PR #1604, opened 2023-02-01
refactor: use config flag

kendallstrautman:
## 🔗 Relevant links

- [Preview link](https://dev-portal-git-ksuse-config-flag-hashicorp.vercel.app/vault/integrations) 🔎
- [Asana task](https://app.asana.com/0/1199634971449915/1203869414967131) 🎟️

## 🗒️ What

Refactor to use our config flags to enable product integrations. This way we can toggle which integrations are enabled per environment, and it aligns with the way we handle global config in the app, as opposed to in the data files. 

## 🧪 Testing

- Validate that both the vault and waypoint integrations paths are enabled [on this preview](https://dev-portal-git-ksuse-config-flag-hashicorp.vercel.app/). 
- Pull this branch down locally and remove `waypoint` from the `config/development.json` file, start the dev server and you should see that waypoint integrations paths or UI are no longer rendered. This is to validate that when waypoint isn't in that array (as on the production config file), it won't get built. 
- Test search, validate that the tabs show up as expected, no changes

## 💭 Anything else?

We can close this after this is merged https://github.com/hashicorp/dev-portal/pull/1606

PR #1605, opened 2023-02-01
Add Integrations tab to Global Search

ashleemboyer:
## 🔗 Relevant links

- [Preview link](https://dev-portal-git-ambgs-add-integrations-hashicorp.vercel.app/) 🔎
- [Asana task](https://app.asana.com/0/1202097197789424/1203847455428145/f) 🎟️

## 🗒️ What/Why

- Adds `product_slugs_with_integrations` config array, so there is a client-side way to know which products have integrations enabled on an environment level
  - Enables global search for "vault" in all environments
  - Enables global search for "waypoint" in non-prod environments
- Adds a temporary `integrationsHits` prop to `CustomHitsContainer`, which is used to conditionally render `IntegrationHit` components
- Updates `SearchCommandBarDialogBodyContent` to render `Tab` components based on a map of `SearchableContentType` to objects with props for each `Tab`.
  - This new approach makes it possible to keep `activeTabIndex` and the order of the `Tab`s in automatically in sync. 
- Abstracts a new `TabContentsCta` subcomponent, for consistent use in the tutorials and integrations tabs
- Adds support for `trailingIcon` to `CommandBarListItemContent`, for an external link icon on some `IntegrationHit`s.
- Adds `useIntegrationsByProductSlugs` hook to leverage using React Query to fetch integrations a minimal number of times for global search's use
- Sets `contentType = 'integrations'` on a few views:
  - `ProductIntegrationComponentView`
  - `ProductIntegrationReadmeView`
  - `ProductIntegrationsLanding`
- Abstracts `getFilteredIntegrations` for use in global search in addition to `SearchableIntegrationsList`

## 🎨 Designs

https://www.figma.com/file/VD7ahvXuXWJApeGnhbW4hv/Developer?node-id=18759%3A236272&t=Nj3ZnYyA5UvX1V0T-11

### When not within a product's context

- [ ] Go to [the home page](https://dev-portal-git-ambgs-add-integrations-hashicorp.vercel.app/)
- [ ] Open command bar
- [ ] Under "Suggested Pages", you should **not** see any links having to do with integrations
- [ ] Search for something that will get results in all three tabs (like "engine")
- [ ] The Documentation & Tutorials tabs should still work as before
- [ ] The Integrations tab should show results as designed
- [ ] Scroll to the bottom of the Integrations tab
- [ ] There should **not** be a CTA pointing to an integrations search page

### When within a product's context and `contentType` is not `"integrations"`

- [ ] Go to [/vault](https://dev-portal-git-ambgs-add-integrations-hashicorp.vercel.app/vault)
- [ ] Open command bar
- [ ] Under "Suggested Pages", you should see a new link after "Vault Tutorials" for the integrations page
  - [ ] The link should look and behave as designed
- [ ] Search for something that will get results in all three tabs (link "engine")
- [ ] The Documentation & Tutorials tabs should still work as before
- [ ] The Integrations tab should show results as designed
- [ ] Scroll to the bottom of the Integrations tab
- [ ] There should be a CTA pointing to /vault/integrations that says "See all Vault integrations"

### When within a product's context and `contentType` is `"integrations"`

- [ ] Go to [/vault/integrations](https://dev-portal-git-ambgs-add-integrations-hashicorp.vercel.app/vault/integrations)
- [ ] Open command bar
- [ ] Search for something that will get results in all three tabs (link "engine")
- [ ] The Integrations tab should be the one that is currently selected

## 💭 Anything else?

- Since the integrations pages aren't based off of the new `product_slugs_with_integrations` config array, those pages are going to 404. But since #1604 will be refactoring that logic to use this new variable, I decided to go ahead and enable `"waypoint"` in non-prod environments.


config/base.json
```diff
@@ -34,7 +34,8 @@
 			"applicationId": "40a2019f-88ad-4076-ab52-ffd074064eed",
 			"clientToken": "pubd5cf774aa1cbbd001accd50cb463925b",
 			"service": "non-prod.developer.hashicorp.com"
-		}
+		},
+		"product_slugs_with_integrations": ["vault", "waypoint"]
```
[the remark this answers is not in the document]
ashleemboyer: The main difference is that `flags` has been used for just booleans, and this object is used for other data types.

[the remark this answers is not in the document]
BrandonRomano: Cool cool;  I like your placement then of this object here better.  I do like the language usage of `enabled_*` used in the key on the other PR though!

I will let you & @kendallstrautman decide though what the best key is to manage this, just wanted to share my opinions!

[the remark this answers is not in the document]
ashleemboyer: If it's alright, it'd be convenient if the rename was handled in the next PR since this isn't my primary focus this week 🙏🏻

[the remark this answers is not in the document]
BrandonRomano: Yeah that's totally fine!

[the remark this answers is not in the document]
kendallstrautman: I'm cool with it not being in `flags`, that makes sense. But I do think having this under `dev_dot` is a better place, since integrations don't apply to .io config. But agreed we can adjust that in the refactor PR!

src/components/command-bar/commands/search/helpers/generate-suggested-pages.tsx
```diff
@@ -63,6 +64,16 @@ const generateBasicSuggestedPages = (productSlug: ProductSlug) => {
...
+	const hasIntegrationsEnabled =
+		__config.dev_dot.product_slugs_with_integrations.includes(productSlug)
+	if (hasIntegrationsEnabled) {
+		pages.push({
+			icon: <IconPipeline16 />,
+			text: `${productSlugsToNames[productSlug]} Integrations`,
+			url: `/${productSlug}/integrations`,
+		})
+	}
+
```
kendallstrautman, line 76: Ooo I need to make a TODO for myself to refactor this to use the [helpers in this file](https://github.com/hashicorp/dev-portal/pull/1604/files#r1093562661)

kendallstrautman: Sorry, just refactor the `hasIntegrationsEnabled` check, not the whole block :smile

src/hooks/integrations/use-integrations-by-product-slugs.ts
```diff
@@ -0,0 +1,40 @@
...
+interface UseIntegrationsByProductSlugsResult
+	extends Omit<UseQueryResult<QueryDataType>, 'data'> {
+	integrations: UseQueryResult<QueryDataType>['data']
+}
+
+/**
+ * Handles fetching and storing integrations with React Query for the given
+ * `productSlugs`.
+ */
+const useIntegrationsByProductSlugs = ({
```
kendallstrautman, line 24: Nice 💯

src/views/product-integrations-landing/components/searchable-integrations-list/helpers/get-filtered-integrations.ts
```diff
@@ -0,0 +1,23 @@
...
+}) => {
+	return integrations.filter((integration: Integration) => {
+		return (
+			integration.name.toLowerCase().includes(filterQuery.toLowerCase()) ||
+			integration.description
+				.toLowerCase()
+				.includes(filterQuery.toLowerCase()) ||
+			integration.organization.slug
+				.toLowerCase()
+				.includes(filterQuery.toLowerCase())
```
kendallstrautman, line 18: 💭 ⛏️  I see this was copied over from what already was there in the file below. But just thinking outloud, there could be opportunity to DRY this up a bit to make it easier to read. Maybe we could start by extracting the lowercased filter query into a constant. Or making a function that runs the `includes` logic. Understandable if you just want to refactor into the function for now.

src/components/command-bar/commands/search/components/dialog-body/index.tsx
```diff
@@ -45,28 +64,77 @@ const SearchCommandBarDialogBodyContent = ({
...
+			<div className={s.tabsWrapper}>
+				<Tabs
+					showAnchorLine={false}
+					initialActiveIndex={activeTabIndex}
+					variant="compact"
+				>
+					{searchableContentTypes.map((contentType: SearchableContentType) => {
+						if (
+							contentType === 'integrations' &&
+							!SHOULD_RENDER_INTEGRATIONS_TAB
```
kendallstrautman, line 119: I think there's an issue here, where we need to filter out the integrations tab when the `currentProductTag` isn't one of the valid slugs. See the photo where consul results show the integrations tab, it would make more sense to me for this tab to only render when a product has integrations available. 

If we want to adjust, maybe we could handle the product filtering at the `tabsBySearchableContentType` object generation level and not as a part of the render function 💭 

Screen Shot 2023-02-01 at 3 10 56 PM

kendallstrautman: I guess I can see the argument for having it for consistency's sake though, so if this was already discussed / decided I get it!

kendallstrautman:
❓ Does it feel weird to anyone that we're linking search results to external sources? To me, search results should link to content within the site. I guess vault is the outlier here since waypoint has landing pages, but it's just a bit funky UX, IMO.

src/components/command-bar/commands/search/components/dialog-body/index.tsx
zchsh: 💭 Very related - when you tab over to that Integrations tab under Consul, for example, there's a `See all Consul integrations` link which when followed results in an error (and at best i think would 404).

So +1 to maybe hiding the tab, or if the tab is to be shown consistently, maybe show "coming soon" for products within integrations activated or something? (Or at least just not rendering the `See all` link).

src/components/command-bar/commands/search/components/integrations-tab-contents/index.tsx
```diff
@@ -0,0 +1,47 @@
...
+	}, [currentInputValue, integrations])
+
+	return (
+		<>
+			<CustomHitsContainer
+				integrationsHits={filteredIntegrations}
+				type="integrations"
+				noResultsSlot={<NoResultsMessage />}
+			/>
+			{currentProductTag ? (
```
zchsh, line 35: 🚧 Potentially blocking, I'm not sure: I think we should avoid rendering this link for products that don't have integrations enabled. For example, for Consul the link ends up leading to a broken page:

https://user-images.githubusercontent.com/4624598/216212653-47c907b5-38d0-4d0d-b4ac-856cc063639a.mp4

src/components/command-bar/commands/search/components/tab-contents-cta/index.tsx
```diff
@@ -0,0 +1,31 @@
...
+
+interface TabContentsCtaProps {
+	href: string
+	icon: JSX.IntrinsicElements['svg']
+	text: string
+}
+
+const TabContentsCta = ({ href, icon, text }: TabContentsCtaProps) => {
+	return (
+		<Card className={s.cta} elevation="base">
```
zchsh, line 15: 💭 This is maybe more a design slash UX question, but have we considered a `CardLink` here, for consistency in the focus styling and pointer target area of the link?

Because this card is styled in a way where it takes up the same kind of space as a result, personally I find it a little unexpected that the results are these nice large target areas, but then this CTA is only clickable on the `StandaloneLink` part:

https://user-images.githubusercontent.com/4624598/216212841-82c3fcdc-1ffa-4a00-8cb3-8ca61bc49c68.mp4

zchsh (commented):
👍 I ran through the testing steps, everything looks good to me on that front! 🙌 

🚧 I found one potentially blocking thing, which is the `See more` links in the Integrations tab for products that don't have integrations enabled. Maybe this relates to the note on in-flux config in the PR description, but I think we should avoid rendering `See more` links unless integrations are enabled, as otherwise the link will 404 at best (and seems to be error'ing as-is, though I'm not sure exactly why!)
********************
- Problem requirements
Copy every line in the data above that has the string "level" in it.

- Final answer
- Adds `product_slugs_with_integrations` config array, so there is a client-side way to know which products have integrations enabled on an environment level
If we want to adjust, maybe we could handle the product filtering at the `tabsBySearchableContentType` object generation level and not as a part of the render function 💭 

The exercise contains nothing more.